■ ABOUT THIS TASK ■
Gather all lines in the entries that include the word "atoms".

■ THE RECORDS ■
PR #293, opened 2020-06-04
Move code to C++17

rprospero:
This moves us to C++17.  Besides the basic build switch, I've also gone through and moved us onto the official std::optional (which turned out to be a mandatory move) and also switch lambda function params to auto where possible.

### DIFF
--- a/src/data/formfactors.h
+++ b/src/data/formfactors.h
@@ -27,7 +27,7 @@
 #include <optional>
 #include <tuple>
 
-template <class T> using opt = std::optional<std::reference_wrapper<T>>;
+template <class T> using optional_reference_wrapper = std::optional<std::reference_wrapper<T>>;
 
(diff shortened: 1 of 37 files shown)


src/data/formfactors.h
```diff
@@ -24,9 +24,10 @@
 #include "base/enumoptions.h"
 #include "data/elements.h"
 #include "data/formfactordata.h"
+#include <optional>
 #include <tuple>
 
-template <class T> using optional = std::tuple<T, bool>;
+template <class T> using opt = std::optional<std::reference_wrapper<T>>;
```
DanNixon, line 30:
```suggestion
template <class T> using optional_reference_wrapper = std::optional<std::reference_wrapper<T>>;
```

`optional_reference_wrapper` is clearer than just `opt` but still shorter.

PR #294, opened 2020-06-08
Move to mutable CoreData in read and parse

rprospero:
Back when CoreData contained mostly pointers, a const CoreData could
still mutate the values that it pointer to.  Now that we're moving to
references, the const references are immutable.

CoreData is essentially a global index of all of the values in the
simulation.  For example, it contains a list of molecules, a list of
atoms, and a list of isotopes.  Each molecules, in turn, has a list of
pointers/references to the atoms, and each atom a pointer/reference to
an isotope.  But these pointers/references are only to the ones in the
arrays in CoreData.

I bring this up to explain that the read and parse functions still
shouldn't be mutating the CoreData, but the created values that return
from the function need to contain non-constant references to the other
members in CoreData, so CoreData itself needs to be non-const.

As a future optimisation, we may eventually eliminate CoreData
entirely, since one of its main purposes is to encapsulate the
lifetime off all of the simulation data, but the move to references
allows the compiler to handle that on its own.  This is a ways down
the road, though.

### DIFF
--- a/src/classes/atomtypelist.cpp
+++ b/src/classes/atomtypelist.cpp
@@ -300,7 +300,7 @@ void AtomTypeList::print() const
 const char *AtomTypeList::itemClassName() { return "AtomTypeList"; }
 
 // Read data through specified LineParser
-bool AtomTypeList::read(LineParser &parser, const CoreData &coreData)
+bool AtomTypeList::read(LineParser &parser, CoreData &coreData)
 {
     types_.clear();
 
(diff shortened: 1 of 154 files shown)


rprospero:
The actual commit itself doesn't do anything beyond removing the `const` qualifier on the CoreData parameter of all of the `read` and `parse` functions.  It needed to be done on all of them due to the recursive nature of `read` and `parse`.

trisyoungs:
As discussed, removing the actual CoreData object itself may not be viable as its function is to allow all descriptive information for a simulation (of which there may be more than one) to be encapsulated into a single object, rather than to provide lifetime management for data.

Issue #295, opened 2020-06-09
Remove custom Pair type


rprospero:
This can be replaced with the tuple type.  Now that we're on c++17, this even allows for automatic unwrapping.

rprospero:
This would be part of the modernisation project.

trisyoungs:
Closed by #297.

PR #297, opened 2020-06-09
Replace the custom Pair class with std::tuple

rprospero:
Not only does this lower the code we have to maintain, it also gets us nice features like structured binding and comparability with std::tie.

This solves issue #295 and also part of issue #257.


src/classes/scatteringmatrix.h
```diff
@@ -48,7 +49,7 @@ class ScatteringMatrix
      */
     private:
     // Reference pairs of AtomTypes
-    List<Pair<AtomType *, AtomType *>> typePairs_;
+    std::vector<tuple<AtomType *, AtomType *>> typePairs_;
```
DanNixon, line 52:
```suggestion
    std::vector<std::tuple<AtomType *, AtomType *>> typePairs_;
```

PR #298, opened 2020-06-19
Fix isotopologue delegate

trisyoungs:
This PR addresses an issue with the GUI that arose from merging previous work (#284) that replaced pointer usage with references in Isotopologue-related classes.

### Issue
Pointers to class objects (IsotopologueSet, Isotopologue, and IsotopologueWeight) were stored in QVariants and associated to the QTreeWidgetItem's that exposed them for editing. Following use of references and std::vector as the parent store, storing pointers is no longer performed. This broke item delegates within the table as they relied on those pointers in order to locate and make changes to the underlying objects.

### Resolution
A new delegate, CustomComboDelegate, has been introduced which uses a class member function callback to get the available items for display in the QComboBox. It achieves this by passing the QModelIndex for the activated item to the callback function - it is then the responsibility of the callback function to determine which particular item is being edited, and hence which Isotopologues should be returned.

### Alternative Approach Considered
Move to full Model/View implementation for tree/table widgets displaying custom class data for editing. This is an involved approach, and requires either the addition of several (light) new classes for each data type to be displayed, or the reworking of the data type class in order to allow better integration with Qt's Model/View framework. In the interest of simplicity, and maintaining the mantra of keeping data classes completely unpolluted by GUI-related hooks and functions, this was disregarded.


src/classes/isotopologuecollection.cpp
```diff
@@ -126,7 +126,8 @@ bool IsotopologueCollection::contains(const Configuration *cfg) const
 }
 
 // Return IsotopologueSet for the specified Configuration
-std::optional<const IsotopologueSet> IsotopologueCollection::getIsotopologueSet(const Configuration *cfg) const
+std::optional<std::reference_wrapper<const IsotopologueSet>>
```
rprospero, line 129: in src/data/formfactors.h, there's an alias the std::optional<std::reference_wrapper<T>>.  Maybe we should put that into a header so it can be used here and elsewhere?  It might just make things a little less combersome.  Plus, if the committee ever decides to allow straight references inside optionals, it'll be a single place to fix everything.

src/gui/delegates/customcombodelegate.h
```diff
@@ -0,0 +1,102 @@
...
+#include <QComboBox>
+#include <QModelIndex>
+#include <QObject>
+#include <QtWidgets/QItemDelegate>
+
+// Forward Declarations
+/* none */
+
+// Custom Combo Delegate
+template <class P> class CustomComboDelegate : public QItemDelegate
```
rprospero, line 33: Should we be subclassing QStyledItemDelegate instead of QItemDelegate?  I'm not that familiar with the subject, but it was given as the best practice in [the Qt docs](https://doc.qt.io/qt-5/qitemdelegate.html#details).  Granted, the only direct benefit I understood was stylesheet support, but I know that that can be important for accessibility.

src/gui/delegates/customcombodelegate.h
```diff
@@ -0,0 +1,102 @@
...
+    // Set initial value in editor
+    void setEditorData(QWidget *editor, const QModelIndex &index) const
+    {
+        // Grab (cast) the QComboBox
+        QComboBox *comboBox = static_cast<QComboBox *>(editor);
+
+        // Get the current text and search for it in the combo
+        QString value = index.model()->data(index, Qt::EditRole).toString();
+
+        for (int n = 0; n < comboBox->count(); ++n)
```
rprospero, line 79: Is there any reason that this for loop couldn't just be `combobox->setCurrentText(value)` ?

src/classes/isotopologuecollection.cpp
DanNixon: If there is a common place that makes sense than I think this is a good idea.

trisyoungs: Agreed. To be addressed in subsequent PR.

src/gui/delegates/customcombodelegate.h
trisyoungs: Yes we should.  Now corrected.

src/gui/delegates/customcombodelegate.h
trisyoungs: How dreadfully embarrassing... :)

■ RESULT OF THE EXERCISE ■
atoms, and a list of isotopes.  Each molecules, in turn, has a list of
pointers/references to the atoms, and each atom a pointer/reference to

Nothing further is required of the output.